Assignment
Give every entry again, word for word.

Supplied records
PR #322, opened 2021-08-03
Simplify EOS and Transport structure

marchdf:


Source/React.cpp
```diff
@@ -317,7 +317,7 @@ PeleC::react_state(
 
             amrex::Real hi[NUM_SPECIES] = {0.0};
 
-#ifndef PELEC_USE_SRK
```
baperry2, line 320: While you're updating EOS stuff, how about knocking out this ifdef by adding an eos.RTY2Hi wrapper around eos.T2Hi for Fuego (as for other eos functions) and just calling eos.RTY2Hi no matter what?

Source/Particle.cpp
```diff
@@ -191,7 +191,7 @@ PeleC::defineParticles()
   if (SPRAY_FUEL_NUM > NUM_SPECIES) {
     Abort("Cannot have more spray fuel species than fluid species");
   }
-#ifdef PELEC_EOS_FUEGO
```
baperry2, line 194: Not familiar with this part of the code or if coupling sprays and SRK is meant to be supported at all, but if so it seems to me like SRK should be treated the same as Fuego rather than the same as GammaLaw here.

Source/React.cpp
marchdf: Excellent idea. I implemented that.

Source/Particle.cpp
marchdf: good catch!

Exec/Make.PeleC
```diff
@@ -46,9 +46,15 @@ Bpack             += $(PP_SRC_HOME)/Make.package
 Blocs             += $(PP_SRC_HOME)
 
 # EOS
-EOS_HOME = $(PELE_PHYSICS_HOME)/Eos/$(strip $(Eos_dir))
-ifeq ($(Eos_dir),$(filter $(Eos_dir),Soave-Redlich-Kwong))
-   DEFINES += -DPELEC_USE_SRK
+EOS_HOME = $(PELE_PHYSICS_HOME)/Eos/
```
jrood-nrel, line 49: Will we be able to just include the `Make.PelePhysics` here?

marchdf: Yes we should consolidate those... does it make sense in this PR? There's probably a bunch more from the file that should be consolidated.

jrood-nrel: It can be done later if it's not trivial.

Solution
PR #322, opened 2021-08-03
Simplify EOS and Transport structure

marchdf:


Source/React.cpp
```diff
@@ -317,7 +317,7 @@ PeleC::react_state(
 
             amrex::Real hi[NUM_SPECIES] = {0.0};
 
-#ifndef PELEC_USE_SRK
```
baperry2, line 320: While you're updating EOS stuff, how about knocking out this ifdef by adding an eos.RTY2Hi wrapper around eos.T2Hi for Fuego (as for other eos functions) and just calling eos.RTY2Hi no matter what?

Source/Particle.cpp
```diff
@@ -191,7 +191,7 @@ PeleC::defineParticles()
   if (SPRAY_FUEL_NUM > NUM_SPECIES) {
     Abort("Cannot have more spray fuel species than fluid species");
   }
-#ifdef PELEC_EOS_FUEGO
```
baperry2, line 194: Not familiar with this part of the code or if coupling sprays and SRK is meant to be supported at all, but if so it seems to me like SRK should be treated the same as Fuego rather than the same as GammaLaw here.

Source/React.cpp
marchdf: Excellent idea. I implemented that.

Source/Particle.cpp
marchdf: good catch!

Exec/Make.PeleC
```diff
@@ -46,9 +46,15 @@ Bpack             += $(PP_SRC_HOME)/Make.package
 Blocs             += $(PP_SRC_HOME)
 
 # EOS
-EOS_HOME = $(PELE_PHYSICS_HOME)/Eos/$(strip $(Eos_dir))
-ifeq ($(Eos_dir),$(filter $(Eos_dir),Soave-Redlich-Kwong))
-   DEFINES += -DPELEC_USE_SRK
+EOS_HOME = $(PELE_PHYSICS_HOME)/Eos/
```
jrood-nrel, line 49: Will we be able to just include the `Make.PelePhysics` here?

marchdf: Yes we should consolidate those... does it make sense in this PR? There's probably a bunch more from the file that should be consolidated.

jrood-nrel: It can be done later if it's not trivial.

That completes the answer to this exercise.